■ Task to carry out: Search for the word "whole" in the entries. Each line that holds it should be copied.

[Saved data entries]
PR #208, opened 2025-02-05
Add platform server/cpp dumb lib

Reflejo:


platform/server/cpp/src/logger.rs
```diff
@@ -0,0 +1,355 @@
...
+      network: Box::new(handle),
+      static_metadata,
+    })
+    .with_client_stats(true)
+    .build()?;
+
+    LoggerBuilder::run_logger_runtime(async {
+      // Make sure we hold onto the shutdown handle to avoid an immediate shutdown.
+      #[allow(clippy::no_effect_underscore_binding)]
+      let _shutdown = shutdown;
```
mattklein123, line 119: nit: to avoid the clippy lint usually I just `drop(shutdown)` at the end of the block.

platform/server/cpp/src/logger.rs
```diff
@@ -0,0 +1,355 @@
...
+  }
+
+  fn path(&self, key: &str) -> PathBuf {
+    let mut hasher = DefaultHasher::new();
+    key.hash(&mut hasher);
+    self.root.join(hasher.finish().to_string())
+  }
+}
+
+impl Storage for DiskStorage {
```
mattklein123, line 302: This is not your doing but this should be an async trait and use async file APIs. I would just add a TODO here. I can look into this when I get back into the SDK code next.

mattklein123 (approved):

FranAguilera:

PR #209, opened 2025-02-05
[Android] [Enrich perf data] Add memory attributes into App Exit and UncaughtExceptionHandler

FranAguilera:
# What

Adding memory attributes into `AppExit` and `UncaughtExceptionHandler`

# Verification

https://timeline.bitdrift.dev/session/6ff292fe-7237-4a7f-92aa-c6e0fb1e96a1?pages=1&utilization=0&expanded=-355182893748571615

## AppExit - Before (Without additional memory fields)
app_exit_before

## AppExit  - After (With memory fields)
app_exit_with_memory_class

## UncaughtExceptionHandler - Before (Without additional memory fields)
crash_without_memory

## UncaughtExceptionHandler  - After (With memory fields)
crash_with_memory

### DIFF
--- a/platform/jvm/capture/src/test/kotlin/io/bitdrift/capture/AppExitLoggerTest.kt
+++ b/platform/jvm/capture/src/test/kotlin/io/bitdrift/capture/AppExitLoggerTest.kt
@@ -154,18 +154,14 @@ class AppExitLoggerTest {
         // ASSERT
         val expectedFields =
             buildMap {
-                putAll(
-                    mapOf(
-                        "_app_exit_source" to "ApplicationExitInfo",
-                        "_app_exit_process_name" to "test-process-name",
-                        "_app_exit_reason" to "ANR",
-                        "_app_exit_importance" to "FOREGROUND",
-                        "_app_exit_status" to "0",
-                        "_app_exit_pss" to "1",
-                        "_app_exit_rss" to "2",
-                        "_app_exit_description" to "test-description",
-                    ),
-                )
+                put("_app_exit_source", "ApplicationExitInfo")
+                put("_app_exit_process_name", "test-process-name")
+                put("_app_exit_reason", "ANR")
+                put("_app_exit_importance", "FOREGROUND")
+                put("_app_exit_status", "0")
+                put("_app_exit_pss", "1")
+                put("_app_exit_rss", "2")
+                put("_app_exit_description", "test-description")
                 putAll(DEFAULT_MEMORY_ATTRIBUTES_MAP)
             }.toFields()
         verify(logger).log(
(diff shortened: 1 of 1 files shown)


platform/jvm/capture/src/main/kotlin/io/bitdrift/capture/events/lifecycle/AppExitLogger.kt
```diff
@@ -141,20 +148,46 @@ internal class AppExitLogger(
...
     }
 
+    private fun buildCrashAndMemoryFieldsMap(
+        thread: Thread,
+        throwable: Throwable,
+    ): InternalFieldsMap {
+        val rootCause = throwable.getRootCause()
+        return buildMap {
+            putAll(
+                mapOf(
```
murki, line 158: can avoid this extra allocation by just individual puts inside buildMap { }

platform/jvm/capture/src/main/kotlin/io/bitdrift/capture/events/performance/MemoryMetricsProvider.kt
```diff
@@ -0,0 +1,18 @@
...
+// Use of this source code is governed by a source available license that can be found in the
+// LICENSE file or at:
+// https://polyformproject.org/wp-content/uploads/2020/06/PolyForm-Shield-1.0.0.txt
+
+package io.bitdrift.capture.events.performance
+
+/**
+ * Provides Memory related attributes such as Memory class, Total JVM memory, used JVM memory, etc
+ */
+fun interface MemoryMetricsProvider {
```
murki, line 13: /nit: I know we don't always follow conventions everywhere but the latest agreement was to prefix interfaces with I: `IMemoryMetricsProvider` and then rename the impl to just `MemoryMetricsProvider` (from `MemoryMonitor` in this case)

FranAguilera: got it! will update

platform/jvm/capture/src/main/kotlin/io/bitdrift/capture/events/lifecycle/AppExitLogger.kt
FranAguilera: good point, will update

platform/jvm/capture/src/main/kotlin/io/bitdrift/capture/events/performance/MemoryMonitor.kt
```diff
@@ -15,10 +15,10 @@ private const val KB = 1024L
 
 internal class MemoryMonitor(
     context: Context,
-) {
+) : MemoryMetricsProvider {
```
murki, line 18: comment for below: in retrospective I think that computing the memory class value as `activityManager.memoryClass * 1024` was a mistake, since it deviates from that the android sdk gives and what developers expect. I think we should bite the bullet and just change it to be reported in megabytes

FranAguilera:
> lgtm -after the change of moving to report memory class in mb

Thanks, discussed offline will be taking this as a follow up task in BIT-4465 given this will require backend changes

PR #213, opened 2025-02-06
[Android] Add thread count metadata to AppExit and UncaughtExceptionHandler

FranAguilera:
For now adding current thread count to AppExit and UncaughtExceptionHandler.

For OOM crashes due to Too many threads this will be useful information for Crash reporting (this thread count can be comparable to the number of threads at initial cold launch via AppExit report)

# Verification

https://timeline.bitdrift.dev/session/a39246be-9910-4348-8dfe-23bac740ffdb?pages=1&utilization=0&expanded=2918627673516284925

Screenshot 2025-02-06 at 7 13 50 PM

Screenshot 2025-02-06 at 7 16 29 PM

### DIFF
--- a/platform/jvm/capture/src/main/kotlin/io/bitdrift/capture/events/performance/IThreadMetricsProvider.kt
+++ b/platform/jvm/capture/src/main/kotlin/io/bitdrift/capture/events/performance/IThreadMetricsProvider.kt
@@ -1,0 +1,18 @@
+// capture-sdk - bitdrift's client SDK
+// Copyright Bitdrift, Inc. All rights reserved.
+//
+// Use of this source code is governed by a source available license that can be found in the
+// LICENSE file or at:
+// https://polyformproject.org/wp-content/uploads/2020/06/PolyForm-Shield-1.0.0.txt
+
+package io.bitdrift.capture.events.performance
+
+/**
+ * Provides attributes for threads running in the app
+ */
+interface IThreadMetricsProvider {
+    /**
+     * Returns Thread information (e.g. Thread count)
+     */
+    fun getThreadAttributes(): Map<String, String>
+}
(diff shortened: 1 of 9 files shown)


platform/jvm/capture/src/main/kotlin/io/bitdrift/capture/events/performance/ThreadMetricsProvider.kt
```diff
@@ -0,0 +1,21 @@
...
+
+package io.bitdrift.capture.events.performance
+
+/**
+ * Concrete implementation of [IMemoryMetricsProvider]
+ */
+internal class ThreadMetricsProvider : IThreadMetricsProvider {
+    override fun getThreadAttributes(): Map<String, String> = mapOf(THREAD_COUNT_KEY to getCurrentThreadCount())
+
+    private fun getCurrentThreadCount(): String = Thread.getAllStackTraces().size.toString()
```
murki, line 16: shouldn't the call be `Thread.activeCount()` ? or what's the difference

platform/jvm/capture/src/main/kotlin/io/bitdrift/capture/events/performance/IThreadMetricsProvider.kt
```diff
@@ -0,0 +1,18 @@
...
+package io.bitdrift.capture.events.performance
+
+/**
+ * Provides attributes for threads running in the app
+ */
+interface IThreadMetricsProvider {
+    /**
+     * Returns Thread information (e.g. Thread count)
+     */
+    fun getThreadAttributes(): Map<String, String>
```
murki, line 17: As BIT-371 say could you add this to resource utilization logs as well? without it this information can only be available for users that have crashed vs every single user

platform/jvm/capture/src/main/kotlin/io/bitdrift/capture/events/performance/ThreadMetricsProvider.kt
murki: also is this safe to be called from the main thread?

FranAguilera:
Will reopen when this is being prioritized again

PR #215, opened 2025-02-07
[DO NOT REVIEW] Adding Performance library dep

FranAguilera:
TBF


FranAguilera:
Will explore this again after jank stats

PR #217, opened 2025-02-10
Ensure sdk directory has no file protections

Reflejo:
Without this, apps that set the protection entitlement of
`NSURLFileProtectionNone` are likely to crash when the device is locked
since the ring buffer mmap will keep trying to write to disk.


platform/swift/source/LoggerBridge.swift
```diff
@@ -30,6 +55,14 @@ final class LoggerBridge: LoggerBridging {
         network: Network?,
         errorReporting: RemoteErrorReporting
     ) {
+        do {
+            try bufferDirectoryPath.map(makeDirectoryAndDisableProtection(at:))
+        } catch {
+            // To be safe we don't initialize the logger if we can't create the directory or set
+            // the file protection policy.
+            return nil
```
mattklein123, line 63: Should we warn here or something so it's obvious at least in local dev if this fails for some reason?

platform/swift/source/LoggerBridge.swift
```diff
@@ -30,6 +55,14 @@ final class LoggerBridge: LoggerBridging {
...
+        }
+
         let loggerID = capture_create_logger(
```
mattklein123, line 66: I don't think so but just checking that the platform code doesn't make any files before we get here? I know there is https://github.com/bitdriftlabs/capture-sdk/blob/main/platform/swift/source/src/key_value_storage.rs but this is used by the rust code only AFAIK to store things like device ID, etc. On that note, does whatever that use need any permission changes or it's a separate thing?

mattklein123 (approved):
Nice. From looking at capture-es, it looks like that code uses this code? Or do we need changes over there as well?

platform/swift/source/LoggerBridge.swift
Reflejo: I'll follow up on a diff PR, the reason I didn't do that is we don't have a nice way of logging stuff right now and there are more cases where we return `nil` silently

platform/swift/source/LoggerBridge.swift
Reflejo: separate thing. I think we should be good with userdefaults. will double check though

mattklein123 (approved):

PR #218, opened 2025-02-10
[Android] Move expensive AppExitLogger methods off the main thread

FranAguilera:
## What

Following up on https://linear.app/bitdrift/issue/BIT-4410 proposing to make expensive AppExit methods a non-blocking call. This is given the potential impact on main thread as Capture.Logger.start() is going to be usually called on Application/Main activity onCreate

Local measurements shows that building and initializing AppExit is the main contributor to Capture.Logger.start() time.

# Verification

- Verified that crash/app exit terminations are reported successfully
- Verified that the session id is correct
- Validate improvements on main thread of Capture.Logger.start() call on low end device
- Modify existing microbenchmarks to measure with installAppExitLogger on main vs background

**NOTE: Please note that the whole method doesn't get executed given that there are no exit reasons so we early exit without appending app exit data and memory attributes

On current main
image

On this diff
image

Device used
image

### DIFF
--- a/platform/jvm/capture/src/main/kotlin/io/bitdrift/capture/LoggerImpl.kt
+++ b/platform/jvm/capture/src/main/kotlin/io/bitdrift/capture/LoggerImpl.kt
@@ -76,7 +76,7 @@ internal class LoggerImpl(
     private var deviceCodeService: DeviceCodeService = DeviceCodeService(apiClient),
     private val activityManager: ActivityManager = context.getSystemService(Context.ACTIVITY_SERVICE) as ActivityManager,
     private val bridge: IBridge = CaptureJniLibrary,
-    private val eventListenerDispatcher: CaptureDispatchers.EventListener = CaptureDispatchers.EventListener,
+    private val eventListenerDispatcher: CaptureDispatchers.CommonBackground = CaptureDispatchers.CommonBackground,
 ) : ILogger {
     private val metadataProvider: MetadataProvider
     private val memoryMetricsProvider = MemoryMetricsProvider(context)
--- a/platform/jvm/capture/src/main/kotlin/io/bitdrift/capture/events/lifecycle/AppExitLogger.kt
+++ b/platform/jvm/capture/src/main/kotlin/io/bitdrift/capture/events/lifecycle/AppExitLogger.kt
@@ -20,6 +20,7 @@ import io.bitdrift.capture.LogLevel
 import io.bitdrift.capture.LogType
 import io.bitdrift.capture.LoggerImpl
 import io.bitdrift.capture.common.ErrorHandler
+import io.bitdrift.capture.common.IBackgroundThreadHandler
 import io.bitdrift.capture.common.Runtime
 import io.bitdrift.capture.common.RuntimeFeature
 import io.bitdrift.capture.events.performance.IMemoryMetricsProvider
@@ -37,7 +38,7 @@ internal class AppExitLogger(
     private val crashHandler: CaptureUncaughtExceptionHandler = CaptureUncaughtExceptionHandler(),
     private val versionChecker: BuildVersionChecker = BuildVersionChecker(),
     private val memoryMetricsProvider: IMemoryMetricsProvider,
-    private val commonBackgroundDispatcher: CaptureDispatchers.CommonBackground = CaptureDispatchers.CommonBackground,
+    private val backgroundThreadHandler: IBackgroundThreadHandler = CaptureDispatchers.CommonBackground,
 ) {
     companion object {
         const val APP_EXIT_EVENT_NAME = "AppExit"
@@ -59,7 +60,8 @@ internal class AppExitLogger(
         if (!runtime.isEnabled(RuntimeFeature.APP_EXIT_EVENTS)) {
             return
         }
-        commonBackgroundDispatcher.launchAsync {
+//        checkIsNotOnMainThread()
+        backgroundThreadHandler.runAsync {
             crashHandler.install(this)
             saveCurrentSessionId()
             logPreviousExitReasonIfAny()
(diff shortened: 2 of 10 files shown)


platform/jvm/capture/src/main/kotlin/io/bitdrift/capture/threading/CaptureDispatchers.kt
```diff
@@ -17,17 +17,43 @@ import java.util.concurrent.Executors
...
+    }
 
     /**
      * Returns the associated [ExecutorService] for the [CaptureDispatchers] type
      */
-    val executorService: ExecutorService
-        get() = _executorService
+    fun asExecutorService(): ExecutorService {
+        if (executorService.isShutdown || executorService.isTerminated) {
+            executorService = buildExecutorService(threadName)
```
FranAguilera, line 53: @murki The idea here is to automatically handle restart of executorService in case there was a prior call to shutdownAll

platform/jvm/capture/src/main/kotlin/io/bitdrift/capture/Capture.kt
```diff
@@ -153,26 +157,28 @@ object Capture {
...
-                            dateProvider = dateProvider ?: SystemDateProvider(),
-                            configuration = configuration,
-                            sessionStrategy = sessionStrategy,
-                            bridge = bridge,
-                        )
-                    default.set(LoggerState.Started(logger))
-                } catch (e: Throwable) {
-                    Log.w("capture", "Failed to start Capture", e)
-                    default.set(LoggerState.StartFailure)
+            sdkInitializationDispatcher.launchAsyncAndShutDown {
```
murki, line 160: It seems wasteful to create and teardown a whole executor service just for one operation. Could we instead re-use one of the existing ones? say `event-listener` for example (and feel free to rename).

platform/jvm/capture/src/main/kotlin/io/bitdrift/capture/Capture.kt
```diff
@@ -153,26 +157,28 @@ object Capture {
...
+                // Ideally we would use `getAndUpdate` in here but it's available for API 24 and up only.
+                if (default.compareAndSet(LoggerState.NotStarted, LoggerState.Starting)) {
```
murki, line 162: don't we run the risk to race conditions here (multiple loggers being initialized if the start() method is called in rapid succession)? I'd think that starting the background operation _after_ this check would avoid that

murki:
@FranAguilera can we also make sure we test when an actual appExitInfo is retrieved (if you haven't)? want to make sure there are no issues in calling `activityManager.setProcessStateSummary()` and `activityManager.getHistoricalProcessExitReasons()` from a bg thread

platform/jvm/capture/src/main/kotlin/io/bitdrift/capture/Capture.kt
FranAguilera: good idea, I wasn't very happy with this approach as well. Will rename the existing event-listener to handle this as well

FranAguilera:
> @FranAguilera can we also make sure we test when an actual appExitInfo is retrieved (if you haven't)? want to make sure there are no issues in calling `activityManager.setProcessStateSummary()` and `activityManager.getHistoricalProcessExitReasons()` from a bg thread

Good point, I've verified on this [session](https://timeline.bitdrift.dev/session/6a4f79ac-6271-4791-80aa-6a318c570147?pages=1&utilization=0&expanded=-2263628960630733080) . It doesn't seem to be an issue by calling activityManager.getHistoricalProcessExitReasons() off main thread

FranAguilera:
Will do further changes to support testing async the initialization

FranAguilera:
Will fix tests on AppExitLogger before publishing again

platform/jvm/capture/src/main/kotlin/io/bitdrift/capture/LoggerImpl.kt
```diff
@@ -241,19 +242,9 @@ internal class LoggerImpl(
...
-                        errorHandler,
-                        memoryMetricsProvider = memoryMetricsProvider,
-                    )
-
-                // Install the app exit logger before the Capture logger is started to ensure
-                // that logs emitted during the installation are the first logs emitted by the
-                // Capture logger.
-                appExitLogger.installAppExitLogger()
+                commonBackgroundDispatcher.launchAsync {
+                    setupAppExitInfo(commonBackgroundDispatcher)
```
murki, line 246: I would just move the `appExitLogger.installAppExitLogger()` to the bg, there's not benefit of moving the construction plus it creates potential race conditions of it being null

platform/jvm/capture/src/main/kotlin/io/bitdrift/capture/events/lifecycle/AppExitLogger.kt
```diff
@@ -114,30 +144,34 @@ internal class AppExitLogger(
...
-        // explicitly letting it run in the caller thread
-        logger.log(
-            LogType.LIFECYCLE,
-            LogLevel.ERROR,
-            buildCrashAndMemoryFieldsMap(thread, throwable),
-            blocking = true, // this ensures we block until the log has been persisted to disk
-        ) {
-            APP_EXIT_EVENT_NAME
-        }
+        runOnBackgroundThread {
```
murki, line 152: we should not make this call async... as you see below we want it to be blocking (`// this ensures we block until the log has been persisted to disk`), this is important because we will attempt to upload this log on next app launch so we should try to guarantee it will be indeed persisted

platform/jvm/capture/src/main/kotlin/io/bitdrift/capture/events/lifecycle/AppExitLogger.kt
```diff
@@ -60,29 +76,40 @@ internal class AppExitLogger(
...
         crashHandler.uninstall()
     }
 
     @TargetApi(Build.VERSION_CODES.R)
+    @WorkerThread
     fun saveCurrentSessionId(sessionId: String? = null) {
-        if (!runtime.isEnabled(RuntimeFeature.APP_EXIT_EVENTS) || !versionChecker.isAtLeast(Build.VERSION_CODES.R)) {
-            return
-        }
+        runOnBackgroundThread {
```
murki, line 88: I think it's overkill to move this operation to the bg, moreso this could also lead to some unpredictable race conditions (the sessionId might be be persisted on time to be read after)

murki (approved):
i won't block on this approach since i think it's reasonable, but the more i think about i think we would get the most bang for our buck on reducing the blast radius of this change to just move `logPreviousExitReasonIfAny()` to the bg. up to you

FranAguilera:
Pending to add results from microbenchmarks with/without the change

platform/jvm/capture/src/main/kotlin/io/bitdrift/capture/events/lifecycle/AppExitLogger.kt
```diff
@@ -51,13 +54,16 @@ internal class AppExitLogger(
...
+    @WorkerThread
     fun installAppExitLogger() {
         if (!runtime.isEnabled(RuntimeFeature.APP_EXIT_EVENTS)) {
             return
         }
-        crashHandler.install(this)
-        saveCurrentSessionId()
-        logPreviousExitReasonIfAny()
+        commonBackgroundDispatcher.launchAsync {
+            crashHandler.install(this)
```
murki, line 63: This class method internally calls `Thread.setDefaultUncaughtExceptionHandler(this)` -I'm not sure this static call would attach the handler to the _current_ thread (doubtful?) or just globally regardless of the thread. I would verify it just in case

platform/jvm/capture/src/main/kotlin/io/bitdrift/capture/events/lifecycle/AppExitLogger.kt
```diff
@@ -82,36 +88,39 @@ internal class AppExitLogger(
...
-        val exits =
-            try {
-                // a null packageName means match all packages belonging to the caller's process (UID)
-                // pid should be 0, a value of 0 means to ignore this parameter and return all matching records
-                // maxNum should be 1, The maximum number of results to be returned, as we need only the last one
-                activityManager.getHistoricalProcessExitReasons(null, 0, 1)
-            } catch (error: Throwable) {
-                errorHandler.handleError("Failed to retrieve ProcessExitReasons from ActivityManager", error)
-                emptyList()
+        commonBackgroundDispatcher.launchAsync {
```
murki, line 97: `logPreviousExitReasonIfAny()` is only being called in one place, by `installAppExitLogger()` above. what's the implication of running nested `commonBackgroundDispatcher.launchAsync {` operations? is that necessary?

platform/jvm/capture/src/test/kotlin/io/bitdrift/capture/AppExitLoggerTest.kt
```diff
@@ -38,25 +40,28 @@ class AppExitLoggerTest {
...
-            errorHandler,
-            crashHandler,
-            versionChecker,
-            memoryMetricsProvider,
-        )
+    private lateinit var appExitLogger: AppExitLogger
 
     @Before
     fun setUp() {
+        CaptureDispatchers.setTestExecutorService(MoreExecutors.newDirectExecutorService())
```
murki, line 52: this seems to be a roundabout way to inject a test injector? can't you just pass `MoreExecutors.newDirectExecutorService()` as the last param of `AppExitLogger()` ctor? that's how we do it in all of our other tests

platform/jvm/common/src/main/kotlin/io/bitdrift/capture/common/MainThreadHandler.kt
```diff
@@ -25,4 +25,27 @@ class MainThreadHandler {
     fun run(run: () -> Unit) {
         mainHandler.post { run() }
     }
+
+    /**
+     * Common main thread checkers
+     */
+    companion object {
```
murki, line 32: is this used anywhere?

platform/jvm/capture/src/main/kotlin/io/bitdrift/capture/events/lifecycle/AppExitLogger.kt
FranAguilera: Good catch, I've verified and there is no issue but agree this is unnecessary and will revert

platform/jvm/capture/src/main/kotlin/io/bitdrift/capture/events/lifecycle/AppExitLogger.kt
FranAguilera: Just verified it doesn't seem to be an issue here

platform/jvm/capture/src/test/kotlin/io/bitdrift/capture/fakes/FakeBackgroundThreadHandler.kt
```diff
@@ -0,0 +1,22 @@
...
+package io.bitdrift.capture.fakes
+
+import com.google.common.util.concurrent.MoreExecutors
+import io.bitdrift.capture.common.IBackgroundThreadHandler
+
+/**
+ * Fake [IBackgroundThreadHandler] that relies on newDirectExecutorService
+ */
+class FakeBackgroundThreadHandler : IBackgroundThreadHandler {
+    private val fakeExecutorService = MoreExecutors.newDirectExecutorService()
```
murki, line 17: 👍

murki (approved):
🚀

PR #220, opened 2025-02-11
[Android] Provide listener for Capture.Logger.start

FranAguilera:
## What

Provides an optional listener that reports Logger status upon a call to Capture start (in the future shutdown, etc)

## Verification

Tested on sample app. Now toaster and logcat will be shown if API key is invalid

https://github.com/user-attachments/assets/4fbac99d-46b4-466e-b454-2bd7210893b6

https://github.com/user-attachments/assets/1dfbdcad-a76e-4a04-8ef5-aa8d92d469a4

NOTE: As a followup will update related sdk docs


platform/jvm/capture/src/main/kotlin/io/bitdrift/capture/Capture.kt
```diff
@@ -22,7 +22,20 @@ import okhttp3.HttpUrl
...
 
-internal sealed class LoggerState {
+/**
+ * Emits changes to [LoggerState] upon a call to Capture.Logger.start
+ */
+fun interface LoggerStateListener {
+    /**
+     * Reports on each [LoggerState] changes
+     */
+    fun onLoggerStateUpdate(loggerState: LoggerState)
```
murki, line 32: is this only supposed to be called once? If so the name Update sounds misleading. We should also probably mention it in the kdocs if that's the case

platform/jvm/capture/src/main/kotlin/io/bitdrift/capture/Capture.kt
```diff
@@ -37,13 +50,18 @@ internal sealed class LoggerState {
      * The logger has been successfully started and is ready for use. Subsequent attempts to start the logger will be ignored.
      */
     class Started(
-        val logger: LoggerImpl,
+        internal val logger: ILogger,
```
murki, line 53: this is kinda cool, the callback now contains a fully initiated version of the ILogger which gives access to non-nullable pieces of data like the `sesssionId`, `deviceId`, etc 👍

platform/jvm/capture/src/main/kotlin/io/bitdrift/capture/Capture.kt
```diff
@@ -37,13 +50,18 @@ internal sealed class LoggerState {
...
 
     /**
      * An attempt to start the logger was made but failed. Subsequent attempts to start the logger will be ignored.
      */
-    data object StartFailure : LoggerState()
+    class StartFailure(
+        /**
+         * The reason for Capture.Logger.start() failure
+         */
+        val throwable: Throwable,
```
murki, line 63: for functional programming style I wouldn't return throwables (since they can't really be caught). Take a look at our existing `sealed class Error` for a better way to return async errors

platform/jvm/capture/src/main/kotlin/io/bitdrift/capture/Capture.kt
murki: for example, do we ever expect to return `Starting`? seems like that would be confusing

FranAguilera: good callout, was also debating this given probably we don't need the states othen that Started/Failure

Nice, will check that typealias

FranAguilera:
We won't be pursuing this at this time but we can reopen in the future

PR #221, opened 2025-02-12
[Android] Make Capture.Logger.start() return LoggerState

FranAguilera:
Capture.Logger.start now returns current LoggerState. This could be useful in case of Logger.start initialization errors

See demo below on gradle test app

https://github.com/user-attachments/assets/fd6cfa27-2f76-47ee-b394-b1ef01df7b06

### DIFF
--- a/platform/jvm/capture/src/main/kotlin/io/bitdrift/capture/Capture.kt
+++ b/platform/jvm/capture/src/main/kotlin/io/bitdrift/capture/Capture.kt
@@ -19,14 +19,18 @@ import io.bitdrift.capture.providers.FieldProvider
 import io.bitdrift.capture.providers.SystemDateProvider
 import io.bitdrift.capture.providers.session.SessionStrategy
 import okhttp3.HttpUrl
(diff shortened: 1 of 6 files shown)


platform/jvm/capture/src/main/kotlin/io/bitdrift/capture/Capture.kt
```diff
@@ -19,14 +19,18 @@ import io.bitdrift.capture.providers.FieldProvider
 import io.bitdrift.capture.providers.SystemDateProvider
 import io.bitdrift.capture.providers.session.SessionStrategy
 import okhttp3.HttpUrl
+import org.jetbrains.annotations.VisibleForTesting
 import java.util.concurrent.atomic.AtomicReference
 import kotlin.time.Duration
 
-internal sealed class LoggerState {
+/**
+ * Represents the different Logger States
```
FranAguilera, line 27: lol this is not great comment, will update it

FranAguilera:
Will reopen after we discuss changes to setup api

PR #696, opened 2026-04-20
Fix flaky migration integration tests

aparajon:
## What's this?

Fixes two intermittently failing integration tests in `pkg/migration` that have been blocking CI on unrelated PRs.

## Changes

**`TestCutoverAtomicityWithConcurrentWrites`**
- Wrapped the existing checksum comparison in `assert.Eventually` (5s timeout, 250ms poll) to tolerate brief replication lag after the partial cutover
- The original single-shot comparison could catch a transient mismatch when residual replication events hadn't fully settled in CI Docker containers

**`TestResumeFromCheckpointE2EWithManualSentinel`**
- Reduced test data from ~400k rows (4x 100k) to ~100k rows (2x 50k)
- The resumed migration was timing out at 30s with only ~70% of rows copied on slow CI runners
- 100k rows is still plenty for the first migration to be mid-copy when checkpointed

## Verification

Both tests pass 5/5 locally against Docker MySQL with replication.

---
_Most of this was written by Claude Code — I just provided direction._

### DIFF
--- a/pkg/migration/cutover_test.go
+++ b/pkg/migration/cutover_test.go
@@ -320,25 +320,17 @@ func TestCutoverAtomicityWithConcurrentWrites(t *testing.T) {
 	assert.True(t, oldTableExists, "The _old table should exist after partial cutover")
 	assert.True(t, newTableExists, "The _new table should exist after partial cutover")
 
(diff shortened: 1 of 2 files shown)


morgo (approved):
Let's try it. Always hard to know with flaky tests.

■ Exercise output:
**NOTE: Please note that the whole method doesn't get executed given that there are no exit reasons so we early exit without appending app exit data and memory attributes
murki, line 160: It seems wasteful to create and teardown a whole executor service just for one operation. Could we instead re-use one of the existing ones? say `event-listener` for example (and feel free to rename).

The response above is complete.